Bobby Rush (born Emmett Ellis Jr) is joined on this album by Dexter Allen (guitar and bass) and Joey Robinson (drums and keyboards). In addition to the guitar, Rush handles all vocals and, of course, the harmonica. Allen engineered the album, and he and Robinson were responsible for all mixing. This three-man ensemble’s superb musical skills are on display throughout this tightly produced record.
Themes of fun, funk, and love are found throughout the album. “Running In And Out” has that toe-tapping, funk-filled groove that is signature Bobby Rush. “TV Mama” is fun and fresh with Robinson’s grinding keyboard baseline, while Rush sings about loving his woman with the big wide screen. With its slow, steady beat, “You’re Gonna Need A Man Like Me” takes you back to those Delta blues standards from long ago, including a haunting melody, and ends with a terrific harmonica outro.
“I’m The One” touches each one of these themes with its robust story-telling, a driving backbeat, and sensational musicianship from this small studio ensemble. The song might be best described as a Bobby Rush anthem and may soon become a fan favorite wherever Rush performs live.
All My Love For You begins with “I’m Free,” an autobiographical insight into Rush’s boyhood and early years. Solid harp playing and that signature funk provide a strong start to the album. “One Monkey Can Stop A Show” features a standard blues draw with a heavy keyboard rhythm and a brass-inspired beat. Rush’s storytelling prowess is on display for “I’ll Do Anything For You” with its bluesy beat and call-and-response guitar riffs. The album ends with “I Got A Proposition For You,” a barrelhouse-inspired piano and keyboard number, which also highlights this small tight ensembles’ musicianship.
With All My Love For You, Rush proves that he is definitely The One—a gifted and talented artist who continues to bridge the past with the present. A true gift for today’s blues fans, Rush has earned the right to be called an elder statesman of the genre that is the backbone of modern American music.
Rush has toured the world, spreading the gospel of the blues, and being named “International Dean of the Blues” and “Friendship Ambassador to the Great Wall of China.” He truly loves the music and the opportunity to still share it with people. It’s impossible to be in a bad mood in his presence. “Blues is the mother of all music. If you don’t love the blues, you probably don’t like your mama.”

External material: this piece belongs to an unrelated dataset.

PR #4862, opened 2025-08-19
Generate metrics for GraphQL operation execution

marcotc:
**What does this PR do?**
This PR adds the span responsible for generating service page metrics to the `graphql.execute` span, which represents a single GraphQL operation execution.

Rush is taking advantage of his moment. He was recently featured on the Grammy-winning album by The Count Basie Orchestra directed by Scotty Barnhart Basie Swings the Blues. He will appear on the forthcoming Lou Reed tribute album The Power of the Heart. A street was named after him in his adopted hometown of Jackson, Mississippi. He is touring behind this year’s Grammy-winning album All My Love For You both as a solo act and as an opening act for his friend Buddy Guy’s farewell tour. He met Guy in 1956 in Chicago. “For the last 20-25 years, we have come to grow more than friends, like brothers now,” Rush said. “We are the two oldest blues singers in this category now. Buddy gave me so much insight in life. We is the blues, this is it. Bobby Rush/Buddy Guy, Buddy Guy/Bobby Rush. Last of the kind!”